* **DATA SHOWN**
PR #1075, opened 2019-11-28
Simplify Durable Entity operation method discovery for implicit interface implementations

BrunoZell:
This simplifies the code introduced in #935.

It's a small change, but useful in the long run:
- Simplifies and optimizes code
- Making code more safe as we don't rely on the details of the `Type.FullName` string (e.g. how nested types are represented)
- Handles type names edge cases we don't know of yet or other .NET languages introduce later on.

Instead of searching for the correct method on the concrete type itself after one failed attempt, we look for the method with the desired name directly on the interface type, thus having a `MethodInfo` related to the implemented interface. The invokation later on will succeed as long as the durable entity object implements the interface (which is should).


cgillum:
Thanks for submitting this PR! I like the simplification.

cgillum:
Awesome. I will go ahead and merge this. It will go out with our v2.1.0 release.

PR #1085, opened 2019-12-03
Update HttpApiHandler to work with AllowSynchronousIO = false

### LINKED ISSUE #1039: Synchronous deserialization of request content in HandleStartOrchestratorRequestAsync results in InvalidOperationException.
### Description

Calling the Durable Functions HTTP API to [start an orchestration](https://docs.microsoft.com/en-us/azure/azure-functions/durable/durable-functions-http-api#start-orchestration) when running in a 3.0-preview (3.0.1740) Azure Functions Host results in an `InvalidOperationException` from Kestrel due to changes in .NET Core 3.0 regarding synchronous operations:

```json
{
    "Message": "Something went wrong while processing your request",
    "ExceptionMessage": "Synchronous operations are disallowed. Call ReadAsync or set AllowSynchronousIO to true instead.",
    "ExceptionType": "System.InvalidOperationException",
    "StackTrace": "   at Microsoft.AspNetCore.Server.Kestrel.Core.Internal.Http.HttpRequestStream.Read(Byte[] buffer, Int32 offset, Int32 count)\n   at System.Net.Http.DelegatingStream.Read(Byte[] buffer, Int32 offset, Int32 count)\n   at System.IO.StreamReader.ReadBuffer(Span`1 userBuffer, Boolean& readToUserBuffer)\n   at System.IO.StreamReader.ReadSpan(Span`1 buffer)\n   at System.IO.StreamReader.Read(Char[] buffer, Int32 index, Int32 count)\n   at Newtonsoft.Json.JsonTextReader.ReadData(Boolean append, Int32 charsRequired)\n   at Newtonsoft.Json.JsonTextReader.ParseValue()\n   at Newtonsoft.Json.JsonReader.ReadAndMoveToContent()\n   at Newtonsoft.Json.JsonReader.ReadForType(JsonContract contract, Boolean hasConverter)\n   at Newtonsoft.Json.Serialization.JsonSerializerInternalReader.Deserialize(JsonReader reader, Type objectType, Boolean checkAdditionalContent)\n   at Newtonsoft.Json.JsonSerializer.DeserializeInternal(JsonReader reader, Type objectType)\n   at Newtonsoft.Json.JsonSerializer.Deserialize(JsonReader reader, Type objectType)\n   at Newtonsoft.Json.JsonSerializer.Deserialize[T](JsonReader reader)\n   at Microsoft.Azure.WebJobs.Extensions.DurableTask.HttpApiHandler.HandleStartOrchestratorRequestAsync(HttpRequestMessage request, String functionName, String instanceId) in d:\\a\\r1\\a\\azure-functions-durable-extension\\src\\WebJobs.Extensions.DurableTask\\HttpApiHandler.cs:line 590\n   at Microsoft.Azure.WebJobs.Extensions.DurableTask.HttpApiHandler.HandleRequestAsync(HttpRequestMessage request) in d:\\a\\r1\\a\\azure-functions-durable-extension\\src\\WebJobs.Extensions.DurableTask\\HttpApiHandler.cs:line 200"
}
```

The synchronous read appears to be [here](https://github.com/Azure/azure-functions-durable-extension/blob/a9657173791f288d58098781b5a61a0a571bfde4/src/WebJobs.Extensions.DurableTask/HttpApiHandler.cs#L590).

See the [Azure Functions Host issue](https://github.com/Azure/azure-functions-host/issues/4876) regarding this breaking change in .NET Core 3.0.

### Expected behavior

The read of the JSON request body should be async so that Kestrel's happy.

### Actual behavior

The unhandled exception results in a `500` being returned from the HTTP API, as described above.

### Known workarounds

Presumably setting `AllowSynchronousIO` to true in appsettings.json should work around the issue (at the cost to throughput), but I haven't been able to get that to work in the context of Azure Functions.

### App Details

- **Durable Functions extension version (e.g. v1.8.3)**: `2.0.0`
- **Azure Functions runtime version (1.0 or 2.0)**: `3.0.1740`
- **Programming language used**: [Rust](https://github.com/peterhuene/azure-functions-rs) 😄

anthonychu:
- Functions V3 now sets AllowSynchronousIO = false
- JsonSerializer.Deserialize<T> calls Read on stream (throws exception)

Fixes #1039

### DIFF
--- a/src/WebJobs.Extensions.DurableTask/HttpApiHandler.cs
+++ b/src/WebJobs.Extensions.DurableTask/HttpApiHandler.cs
@@ -582,7 +582,7 @@ namespace Microsoft.Azure.WebJobs.Extensions.DurableTask
                 object input = null;
                 if (request.Content?.Headers?.ContentLength > 0)
                 {
-                    var json = await request.Content.ReadAsStringAsync();
+                    string json = await request.Content.ReadAsStringAsync();
                     input = JsonConvert.DeserializeObject(json, MessagePayloadDataConverter.MessageSettings);
                 }
 
--- a/src/WebJobs.Extensions.DurableTask/HttpApiHandler.cs
+++ b/src/WebJobs.Extensions.DurableTask/HttpApiHandler.cs
@@ -579,7 +579,7 @@ namespace Microsoft.Azure.WebJobs.Extensions.DurableTask
                 IDurableOrchestrationClient client = this.GetClient(request);
 
                 object input = null;
-                if (request.Content?.Headers?.ContentLength > 0)
+                if (request.Content?.Headers?.ContentLength != 0)
                 {
                     string json = await request.Content.ReadAsStringAsync();
                     input = JsonConvert.DeserializeObject(json, MessagePayloadDataConverter.MessageSettings);
--- a/src/WebJobs.Extensions.DurableTask/HttpApiHandler.cs
+++ b/src/WebJobs.Extensions.DurableTask/HttpApiHandler.cs
@@ -5,7 +5,6 @@ using System;
 using System.Collections.Generic;
 using System.Collections.Specialized;
 using System.Diagnostics;
-using System.IO;
 using System.Linq;
 using System.Net;
 using System.Net.Http;
--- a/src/WebJobs.Extensions.DurableTask/HttpApiHandler.cs
+++ b/src/WebJobs.Extensions.DurableTask/HttpApiHandler.cs
@@ -580,15 +580,10 @@ namespace Microsoft.Azure.WebJobs.Extensions.DurableTask
                 IDurableOrchestrationClient client = this.GetClient(request);
 
                 object input = null;
-                if (request.Content != null)
+                if (request.Content?.Headers?.ContentLength > 0)
                 {
-                    using (Stream s = await request.Content.ReadAsStreamAsync())
-                    using (StreamReader sr = new StreamReader(s))
-                    using (JsonReader reader = new JsonTextReader(sr))
-                    {
-                        JsonSerializer serializer = JsonSerializer.Create(MessagePayloadDataConverter.MessageSettings);
-                        input = serializer.Deserialize<object>(reader);
-                    }
+                    var json = await request.Content.ReadAsStringAsync();
+                    input = JsonConvert.DeserializeObject(json, MessagePayloadDataConverter.MessageSettings);
                 }
 
                 string id = await client.StartNewAsync(functionName, instanceId, input);


anthonychu:
This might also work to avoid allocating the string. But `JObject.LoadAsync()` doesn't offer any any control over the serializer settings.

```csharp
object input = null;
if (request.Content?.Headers?.ContentLength > 0)
{
    using (Stream s = await request.Content.ReadAsStreamAsync())
    using (StreamReader sr = new StreamReader(s))
    using (JsonReader reader = new JsonTextReader(sr))
    {
        JsonSerializer serializer = JsonSerializer.Create(MessagePayloadDataConverter.MessageSettings);
        input = await JObject.LoadAsync(reader);
    }
}
```

src/WebJobs.Extensions.DurableTask/HttpApiHandler.cs
```diff
@@ -580,15 +579,10 @@ private static int GetIntQueryParameterValue(NameValueCollection queryStringName
                 IDurableOrchestrationClient client = this.GetClient(request);
 
                 object input = null;
-                if (request.Content != null)
+                if (request.Content?.Headers?.ContentLength > 0)
```
ConnorMcMahon: The end result of 'request.Content?.Headers?.ContentLength' is `long?`, meaning we could still get a NullReferenceException here. You could fix this logic with `(request.Content?.Headers?.ContentLength  ?? 0 ) > 0`, though that is getting kind of ugly.

In general, I am not sure I like the new dependency on ContentLength. While almost all clients will appropriately assign a ContentLength header when sending a body, I am not sure if it is technically required in the HTTP spec. In the case where a client is forgetting to send the ContentLength header, we would now no longer reading their input. Instead, consider checking that `json` below is not null or empty.

src/WebJobs.Extensions.DurableTask/HttpApiHandler.cs
```diff
@@ -580,15 +579,10 @@ private static int GetIntQueryParameterValue(NameValueCollection queryStringName
...
                 {
-                    using (Stream s = await request.Content.ReadAsStreamAsync())
-                    using (StreamReader sr = new StreamReader(s))
-                    using (JsonReader reader = new JsonTextReader(sr))
-                    {
-                        JsonSerializer serializer = JsonSerializer.Create(MessagePayloadDataConverter.MessageSettings);
-                        input = serializer.Deserialize<object>(reader);
-                    }
+                    string json = await request.Content.ReadAsStringAsync();
+                    input = JsonConvert.DeserializeObject(json, MessagePayloadDataConverter.MessageSettings);
```
ConnorMcMahon: I don't think we should pivot to `JObject.LoadAsync()`. As you mentioned, we have no way to utilize our `JsonSerializationSettings` then. I'm also not sure how well the type coercion works under the hood from `JObject` to the customer's specified types in their code (I'm assuming well, but I prefer the notion of leaving it an `object`).

What we really want is `serializer.DeserializeAsync()`, but that only exists in net core 3.0, not even in .net standard 2.1. Regardless, at the version we are stuck with, I highly doubt we will get access to it. 

In general, the main downside here is the [memory usage](https://www.newtonsoft.com/json/help/html/Performance.htm). Since this is only used in orchestration starts, and in general customers will hit large IO costs when using objects > 64 KB anyways (due to having to store the message in blobs instead of queues), I am not too concerned about this currently. We can always revisit this later if it becomes an issue.

src/WebJobs.Extensions.DurableTask/HttpApiHandler.cs
cgillum: I don't think there is actually a risk of a null-ref here. Operators like `>` work fine with nullable value types. However, there is a risk with specifically checking for `ContentLength > 0`. I suggest instead that you compare `ContentLength != 0` to account for the missing `Content-Length` header.

ConnorMcMahon: Huh, today I learned!

anthonychu: Yeah I had to test it out when I was writing it because it looked odd. Most surprising was `request.Content?.Headers?.ContentLength == 0` is false when there's no value.

PR #1092, opened 2019-12-05
Add azure-pipelines.yml for v1 branch

ConnorMcMahon:


cgillum:
Looks like there were some test failures?

ConnorMcMahon:
The test failures are all with Functions V1, and seem to be some odd build related errors (i.e. dlls not being loaded into the correct locations). Running the tests locally works fine.

azure-pipelines.yml
```diff
@@ -0,0 +1,114 @@
...
+      buildConfiguration: 'Debug'
+
+    steps:
+    - task: NuGetToolInstaller@0
+      inputs:
+        versionSpec: '5.3.0'
+
+    - task: NuGetCommand@2
+      inputs:
+        restoreSolution: '$(solution)'
```
amdeel: Why did you have to change this from the DotNetCoreCLI task restore?

ConnorMcMahon: I was getting those weird assembly mismatch issues when using the DotNetCoreCli. Changing to this got rid of those errors. I'm also hestitant to use the DotNetCoreCli command for restoring all of our projects, since some are full framework.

* **WORK INSTRUCTION**
Show each line of the records above containing "operations".

* **WRITTEN ANSWER**
Calling the Durable Functions HTTP API to [start an orchestration](https://docs.microsoft.com/en-us/azure/azure-functions/durable/durable-functions-http-api#start-orchestration) when running in a 3.0-preview (3.0.1740) Azure Functions Host results in an `InvalidOperationException` from Kestrel due to changes in .NET Core 3.0 regarding synchronous operations:
    "ExceptionMessage": "Synchronous operations are disallowed. Call ReadAsync or set AllowSynchronousIO to true instead.",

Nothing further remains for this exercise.